Some experts say Dale Johnson, a powerfully built junior with a cannon arm, will be the next Pirate catcher to play pro ball.
It wouldn’t surprise Jerry Lovarov, San Pedro’s veteran coach.
“Dale is right there with any catcher I’ve ever had as an 11th-grader,” he said. “In terms of arm strength, I think he’s a little stronger than all those other kids.”
An unassuming Johnson shies from comparisons to San Pedro’s catching greats. He’s more concerned with improving his game than measuring up to the memory of Ashby and Harper.
“I guess I take pride in knowing that they came from San Pedro,” he said. “But I don’t think about it much.”
Johnson’s thoughts are entrenched in the present, not the past.
San Pedro has won nine consecutive Southern-Pacific Conference games and sits atop the standings with a 12-3 record largely because of the exploits of its 5-foot-11, 198-pound catcher. His three RBIs Tuesday helped the Pirates beat Carson, 15-5, and improve to 15-8 overall with two league games left before they advance to the L.A. City Section 4-A playoffs.
Although he missed three games because of a slight knee injury, Johnson leads the team with a .425 batting average (31 for 73), five home runs and 30 RBIs, the proverbial triple crown of baseball.
“He’s an excellent hitter,” Lovarov said. “He can hit the fastball, and he hits the curveball as well as any player I’ve had. That’s rare. Usually it takes a number of years to learn how to hit the curveball.”
Johnson is just as highly regarded as a defensive player.

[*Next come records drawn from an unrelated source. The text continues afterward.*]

PR #1291, opened 2024-09-04
Update evidence screenshot links after node merge

caitmich:
### Summary
After merging nodes, screenshots in the Evidence content are left pointing to the old node. The attachments are copied over but the links are not updated. This means users face validation errors and have to manually update all screenshot references after merging nodes.

### Check List

- [x] Added a CHANGELOG entry


app/services/nodes/merger.rb
```diff
@@ -90,15 +92,33 @@ def update_properties
...
-      copied_attachments << attachment.copy_to(target_node)
+      new_attachment = attachment.copy_to(target_node)
+      copied_attachments[attachment.filename] = new_attachment
+    end
+    update_attachment_references
+  end
+
+  def update_attachment_references
+    target_node.evidence_ids.each do |evidence_id|
+      evidence = Evidence.find(evidence_id)
```
aapomm, line 106: What about
```suggestion
    target_node.evidence.each do |evidence|
```

app/services/nodes/merger.rb
```diff
@@ -90,15 +92,33 @@ def update_properties
   end
 
   def copy_attachments
```
aapomm, line 94: This class is including the `AttachmentsCopier` that defines a `copy_attachments` method but this also defines a method with the same name. Should we differentiate the 2 and use a different name?

app/controllers/concerns/attachments_copier.rb
```diff
@@ -7,14 +7,16 @@ def copy_attachments(record)
...
-          "nodes/#{new_attachment.node_id}/attachments/#{new_filename}"
-        )
-
-        record.content = record.content.gsub(full_screenshot_path, new_path)
+        record.content = updated_record_content(record.content, full_screenshot_path, new_attachment)
       end
     end
   end
+
+  def updated_record_content(record_content, full_screenshot_path, new_attachment)
```
aapomm, line 15: `updated_record_content` doesn't quite describe what this method does. What about `update_attachment_link` or `update_attachment_reference`, or something else?

app/services/nodes/merger.rb
```diff
@@ -90,15 +92,33 @@ def update_properties
...
+      new_attachment = attachment.copy_to(target_node)
+      copied_attachments[attachment.filename] = new_attachment
+    end
+    update_attachment_references
+  end
+
+  def update_attachment_references
+    target_node.evidence_ids.each do |evidence_id|
+      evidence = Evidence.find(evidence_id)
+      evidence.content.scan(Attachment::SCREENSHOT_REGEX).each do |screenshot_path|
```
aapomm, line 107: This is very similar to the `AttachmentsCopier#copy_attachments` method. Is there something we can reuse from there?

app/controllers/concerns/attachments_copier.rb
```diff
@@ -1,9 +1,15 @@
 module AttachmentsCopier
-  def copy_attachments(record)
+  # Scans record content and for each attachment reference found,
+  # 1. Copies the attachment to the new node
+  # 2. Updates the content to point to the new attachment
+  # Returns an array of copied attachments for that record
+  def copy_attachments(record, previous_node_id = nil)
```
gcelanji: I think using` source_node_id = nil` makes more sense here. `previous_node_id` feels a bit confusing.

etdsoft (changes requested):
## Automated peer review — PR #1291

**Reviewers:** Claude (sub-agent 1), Codex (sub-agent 2, FAILED)
**Verdict:** request-changes
**Findings:** 1 High, 2 Low, 1 Medium

### What I checked

### Claude only

#### F1 [Medium|correctness] app/services/attachments_copier.rb — source_node_id assignment inside loop

**What:** In `copy_attachments`, the source node ID is assigned inside the `scan.each` loop:

```ruby
record.content.scan(Attachment::SCREENSHOT_REGEX).each do |screenshot_path|
  full_screenshot_path, _, _, _, project_id, node_id, filename, _ = screenshot_path
  source_node_id ||= record.node_id_was   # ← inside the loop
```

The `||=` no-ops after the first iteration, but the placement inside the loop is confusing and implies the value might differ per-iteration.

Narbonne Coach Nick Van Lue, a former assistant at San Pedro and Harbor College, says Johnson is nearly impossible to steal bases on because of his strong arm and quick release.

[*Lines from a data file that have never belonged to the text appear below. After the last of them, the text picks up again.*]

PR #1295, opened 2024-09-16
Issue library QA index 

aapomm:
### Summary

Implement the following changes:

- Datatable state JS cleanup and update bootstrap class
- Remove QA JSON endpoint response

### Check List


app/controllers/qa/issues_controller.rb
etdsoft, line 1: Why are these changes required?

aapomm: Removed as it is unused

app/assets/javascripts/shared/datatable/state.js
```diff
@@ -1,53 +1,61 @@
-$(document).on('preInit.dt', 'body.issues.index', function (e, settings) {
-  var $paths = $('[data-behavior~=datatable-paths]');
-  if ($paths.data('table-state-url') == undefined) {
-    return;
-  }
+$(document).on(
+  'preInit.dt',
+  'body.issues.index',
```
etdsoft, line 3: Is this code in the right location? If it's tied to a page, then it shouldn't live under /shared/datable/ but under tylium/pages/

If this is really shared code across multiple DTs then we need to remove the hard-coding and use a data-behavior or some other trigger to hook into it.

app/assets/javascripts/shared/datatable/state.js
```diff
@@ -1,53 +1,61 @@
...
+  }
+);
 
 DradisDatatable.prototype.setupStateButtons = function () {
   var states = $('[data-behavior~=dradis-datatable]').data('state-icons'),
     stateButtons = [],
     api = this;
 
-  if ($('[data-behavior~=qa-viewer]').length > 0) {
+  if ($('[data-behavior~=qa-viewer]').length) {
```
etdsoft, line 51: same sort of thing. Doesn't belong hard-coded in a shared/ module.

app/controllers/qa/issues_controller.rb
```diff
@@ -46,11 +46,8 @@ def multiple_update
             redirect_to project_issues_path(current_project), notice: 'State updated successfully.'
           end
         end
-
-        format.json { head :ok }
```
etdsoft, line 50: did you do a sweep to see anywhere else where we can remove unnecessary `format.json`s?

app/assets/javascripts/shared/datatable/state.js
aapomm: Apparently the hardcoding is not needed considering that we're already testing for the presence of the `state-url`

app/assets/javascripts/shared/datatable/state.js
aapomm: Moved the state icon handling to the view ✅

app/controllers/qa/issues_controller.rb
aapomm: It doesn't look like there's other unused format.jsons

app/assets/javascripts/shared/datatable/state.js
```diff
@@ -72,7 +74,7 @@ DradisDatatable.prototype.updateRecordState = function (newState) {
       data: {
         ids: DradisDatatable.prototype.rowIds(selectedRows),
         state: newState,
-        return_to: $('[data-behavior~=qa-viewer]').length > 0 ? 'qa' : null
+        return_to: $('[data-behavior~=qa-viewer]').length > 0 ? 'qa' : null,
```
etdsoft, line 77: does this need to go?

aapomm: Replaced with a data attribute instead ✅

“You can’t steal bases off him,” he said. “You have to steal off the pitcher when you play San Pedro.”
Van Lue has the numbers to back up his statement. In Narbonne’s 12-1 loss to San Pedro last Friday, he timed Johnson’s throw from home plate to second base in 1.9 seconds. Most high school catchers throw in the 2.2 to 2.3 range, he said.

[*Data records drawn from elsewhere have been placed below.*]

PR #1313, opened 2024-11-01
Upgrade Ruby to v3.4.4 and Rails to v8

caitmich:
### Summary

Upgrade Ruby to 3.4.4
Upgrade Rails to 8.0.2.1

### Check List

- [x] Added a CHANGELOG entry


app/models/note.rb
```diff
@@ -41,7 +41,7 @@ class Note < ApplicationRecord
   # the Note or the Issue is pulled when calling Activity.includes(:trackable).
   # (Since we're not using STI, .includes only joins the class of the most recent
   # Activity instead of pulling the correct class (Note/Issue) for each activity)
-  enum state: [:draft, :ready_for_review, :published]
+  enum :state, { draft: 0, ready_for_review: 1, published: 2 }
```
caitmich, line 44: Any reason for switching to a hash instead of `enum :state [:draft, :ready_for_review, :published]`

bin/dev
```diff
@@ -0,0 +1,2 @@
+#!/usr/bin/env ruby
+exec './bin/rails', 'server', *ARGV
```
caitmich, line 2: or this one?

bin/setup
```diff
@@ -45,7 +44,9 @@ FileUtils.chdir APP_ROOT do
   puts "\n== Removing old logs and tempfiles =="
   system! 'bin/rails log:clear tmp:clear'
 
-  puts "\n== Restarting application server =="
-  # system! 'bin/rails restart'
-  system! 'bin/rails server -p 8080'
+  unless ARGV.include?('--skip-server')
+    puts "\n== Starting development server =="
+    STDOUT.flush # flush the output before exec(2) so that it displays
+    exec 'bin/dev', '-p', '8080'
```
caitmich, line 50: What's the benefit of using `bin/dev` over explicitly using `bin/rails server`?

config/environments/production.rb
```diff
@@ -51,30 +48,41 @@
...
+  config.log_level = ENV.fetch('RAILS_LOG_LEVEL', :info)
+
+  # Use default logging formatter so that PID and timestamp are not suppressed.
+  config.log_formatter = ::Logger::Formatter.new
 
-  # Use a different cache store in production.
+  if ENV['RAILS_LOG_TO_STDOUT'].present?
+    logger           = ActiveSupport::Logger.new(STDOUT)
+    logger.formatter = config.log_formatter
+    config.logger    = ActiveSupport::TaggedLogging.new(logger)
```
caitmich, line 72:
```suggestion
    logger = ActiveSupport::Logger.new(STDOUT)
    logger.formatter = config.log_formatter
    config.logger = ActiveSupport::TaggedLogging.new(logger)
```

Gemfile
```diff
@@ -142,7 +142,9 @@ gem 'net-smtp'
 gem 'net-pop'
 gem 'net-imap', '>= 0.5.7'
 
-gem 'puma', '>= 6.4.3'
+gem 'puma', '>= 6.5.0'
+
+gem 'csv'
```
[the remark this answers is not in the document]
aapomm: `csv` has been removed from the ruby standard lib since 3.4 https://www.ruby-lang.org/en/news/2024/12/25/ruby-3-4-0-released/ so we need to add it manually here

bin/dev
aapomm: It seems this is used in the context of https://github.com/rails/cssbundling-rails and https://github.com/rails/jsbundling-rails. We don't use either of the two but in case we need to make the switch, this file is here. I don't believe this breaks any workflows so no harm in keeping it.

bin/setup
aapomm: See comment: https://github.com/dradis/dradis-ce/pull/1313#discussion_r2230342200

CHANGELOG
```diff
@@ -1,7 +1,8 @@
 [v#.#.#] ([month] [YYYY])
   - Font: Improve language support
+  - Ruby: Upgrade ruby version to 3.4.4
   - Upgraded gems:
-    - thor
+    - rails, thor
```
etdsoft, line 5: This is a bit inconsistent, particularly considering the major Rails bump. Not sure what we've done before, but I'd expect "upgraded gems" to be mostly minor stuff.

“He’s probably one of the best catchers I’ve seen in a long, long time on the high school level,” Van Lue said. “He’s extremely intelligent behind the plate and he has a major-league arm. That’s what the scouts look for.”
Said Banning Coach Syl Saavedra, whose team trails San Pedro by one game in the Pacific League: “I’d love to have him.”
Johnson said he strengthened his arm in the off-season by playing hours of catch and lifting weights. He regards his receiving skills as the area that needs the most work.
“I need to block the ball better,” he said. “I have to move quicker.”
However, Lovarov has no complaints. He says Johnson, aside from his playing skills, helps the team by bringing enthusiasm to games that rubs off on San Pedro’s other players.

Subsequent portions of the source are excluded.